The break reenergized interest among the classic car crowd, “so we revived it last year and had about 60-65 cars,” he said. It was sort of a last-minute effort, without much publicity, but now “we have another year under our belt and we’ve refined the whole thing.”

Drivers, who can be in any sort of vehicle, will start in Markham, which “has really stepped up,” Serviss said, with breakfast at the Markham Roller Rink. And the route will extend south past Momence “along the original Dixie Highway” — now farm roads — to St. Anne, where a reception event is planned with food and live music. Details about participating are at

Just as in previous incarnations, Day Along the Dixie will feature stops highlighting points of interest, including a free ice cream cone in Homewood at one of the original Dairy Queen shops, and a history presentation by South Cook Explore map compiler and local history author Kevin Barron at Thornton Distillery, the oldest standing brewery in Illinois.

In Crete, a display will highlight the village’s plethora of Sears kit homes, including one street with a concentration of “six or seven of them.”

“If you didn’t know Sears had kit homes, you will after June 22,” Serviss said.

A presentation in the village of Grant Park will showcase how the grain elevator there works, and “the complexity of maintaining grain so that it doesn’t rot.”

Along with Bloom, historic buildings such as the Farm Museum in Momence, the Thornton Historical Society and the old Depot in Beecher will be open.

As in the past, the event is a fundraiser for maintenance and new signs along the Dixie Highway, a cause dear to Serviss.

“I was born in Harvey, raised in Homewood, when I got married I ended up in Glenwood and I’m back in Beecher now, so I’ve never left Dixie Highway,” he said. “It was the first north-south highway in the country, but it’s kind of a forgotten highway.

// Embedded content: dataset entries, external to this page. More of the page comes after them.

PR #14792, opened 2026-02-01
feat: automatically support HEAD method for all GET routes

### LINKED ISSUE #1773: Automatically support HEAD method for all GET routes, as Starlette does

jonathan-fulton:
## Summary
Fixes #1773

FastAPI was returning 405 Method Not Allowed for HEAD requests to GET endpoints, contrary to HTTP specifications and Starlette's behavior. HEAD requests should work automatically for all GET endpoints.

## Changes
1. Added HEAD to the methods set when GET is present in `APIRoute.__init__`
2. Skip auto-added HEAD (when paired with GET) in OpenAPI schema generation  
3. Updated `generate_unique_id` to use deterministic method selection

## Features
- HEAD requests now work automatically for all GET endpoints
- HEAD returns same headers as GET but with empty body
- Explicit HEAD routes still work when defined before GET routes
- HEAD is not shown in OpenAPI schema (it's implicit per HTTP semantics)

## Testing
Added comprehensive tests in `tests/test_head_method.py`

### DIFF
--- a/fastapi/openapi/utils.py
+++ b/fastapi/openapi/utils.py
@@ -278,6 +278,11 @@ def get_openapi_path(
     route_response_media_type: Optional[str] = current_response_class.media_type
     if route.include_in_schema:
         for method in route.methods:
+            # Skip auto-added HEAD method in OpenAPI when it's paired with GET.
+            # HEAD is automatically supported for all GET endpoints per HTTP semantics.
+            # But explicit HEAD-only routes should still appear in the schema.
+            if method == "HEAD" and "GET" in route.methods:
+                continue
             operation = get_openapi_operation_metadata(
                 route=route, method=method, operation_ids=operation_ids
             )
--- a/fastapi/routing.py
+++ b/fastapi/routing.py
@@ -549,6 +549,9 @@ class APIRoute(routing.Route):
         if methods is None:
             methods = ["GET"]
         self.methods: set[str] = {method.upper() for method in methods}
+        # Automatically add HEAD for GET routes, following HTTP semantics and Starlette behavior
+        if "GET" in self.methods:
+            self.methods.add("HEAD")
         if isinstance(generate_unique_id_function, DefaultPlaceholder):
             current_generate_unique_id: Callable[[APIRoute], str] = (
                 generate_unique_id_function.value
--- a/fastapi/utils.py
+++ b/fastapi/utils.py
@@ -124,7 +124,12 @@ def generate_unique_id(route: "APIRoute") -> str:
     operation_id = f"{route.name}{route.path_format}"
     operation_id = re.sub(r"\W", "_", operation_id)
     assert route.methods
-    operation_id = f"{operation_id}_{list(route.methods)[0].lower()}"
+    # Use a deterministic method for the operation ID.
+    # Prefer non-HEAD methods since HEAD is often auto-added for GET routes.
+    # Sort to ensure consistent ordering across Python versions.
+    methods = sorted(route.methods)
+    method = next((m for m in methods if m != "HEAD"), methods[0])
+    operation_id = f"{operation_id}_{method.lower()}"
     return operation_id
 
 
--- a/tests/test_extra_routes.py
+++ b/tests/test_extra_routes.py
@@ -13,6 +13,14 @@ class Item(BaseModel):
     price: Optional[float] = None
 
 
+# Note: HEAD route defined BEFORE GET route to allow custom HEAD behavior.
+# GET routes automatically support HEAD, but explicit HEAD routes take precedence
+# when defined first.
+@app.head("/items/{item_id}")
+def head_item(item_id: str):
+    return JSONResponse(None, headers={"x-fastapi-item-id": item_id})
+
+
 @app.api_route("/items/{item_id}", methods=["GET"])
 def get_items(item_id: str):
     return {"item_id": item_id}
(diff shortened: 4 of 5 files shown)


fastapi/openapi/utils.py
```diff
@@ -278,6 +278,11 @@ def get_openapi_path(
     route_response_media_type: Optional[str] = current_response_class.media_type
     if route.include_in_schema:
         for method in route.methods:
+            # Skip auto-added HEAD method in OpenAPI when it's paired with GET.
+            # HEAD is automatically supported for all GET endpoints per HTTP semantics.
+            # But explicit HEAD-only routes should still appear in the schema.
+            if method == "HEAD" and "GET" in route.methods:
+                continue
```
YuriiMotov, line 285: It will also hide the HEAD method if user adds GET and HEAD methods explicitly using `app.add_route("/", handler, methods=["GET", "HEAD"])`

fastapi/routing.py
```diff
@@ -549,6 +549,9 @@ def __init__(
         if methods is None:
             methods = ["GET"]
         self.methods: set[str] = {method.upper() for method in methods}
+        # Automatically add HEAD for GET routes, following HTTP semantics and Starlette behavior
+        if "GET" in self.methods:
+            self.methods.add("HEAD")
```
YuriiMotov, line 554: This will be a breaking change for use cases when developers explicitly declare `HEAD` method after `GET` method.
This is probably not a big problem, but we should mark this PR\Release as Breaking changes and probably provide the way to disable this feature. Also, this should be explained in docs.

Also, I think we should add a separate **route** instead of extending the `methods` of existing route

fastapi/utils.py
```diff
@@ -124,7 +124,12 @@ def generate_unique_id(route: "APIRoute") -> str:
     operation_id = f"{route.name}{route.path_format}"
     operation_id = re.sub(r"\W", "_", operation_id)
     assert route.methods
-    operation_id = f"{operation_id}_{list(route.methods)[0].lower()}"
+    # Use a deterministic method for the operation ID.
+    # Prefer non-HEAD methods since HEAD is often auto-added for GET routes.
+    # Sort to ensure consistent ordering across Python versions.
+    methods = sorted(route.methods)
+    method = next((m for m in methods if m != "HEAD"), methods[0])
+    operation_id = f"{operation_id}_{method.lower()}"
```
YuriiMotov, line 132: This will not be needed if we add a separate **route** instead of extending the methods of existing route.

YuriiMotov (commented):
@jonathan-fulton, thank you for your interest and efforts!

I think we can improve this with the following approach: after including all routers analyze all routes and add `HEAD` methods to paths where there is a `GET` method but there is no `HEAD` method.

What do you think?

This would solve a couple of problems:
* overriding the explicitly added `HEAD` method if it goes after `GET`
* overriding the explicitly added `HEAD` method if it added to the same route as `GET` (using `app.add_route("/", handler, methods=["GET", "HEAD"])`)

Also, I would suggest adding an option to disable adding the `HEAD` methods automatically (`HEAD` method is not mandatory according to spec, and it might be undesired if app doesn't follow the REST recommendations regarding the idempotency of `GET`)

We’re trying to not forget it.”

And it offers a chance to ensure other highlights of suburban history aren’t overlooked either, such as the Weber Costello globe tucked away in a corner of Bloom’s library.

“To see something like this, something that Churchill and Roosevelt used to plan the war, it’s kind of cool,” Jacko said. “Not to mention it has this link to Chicago Heights history. You get to see how this town contributed to the war. It’s a good experience.”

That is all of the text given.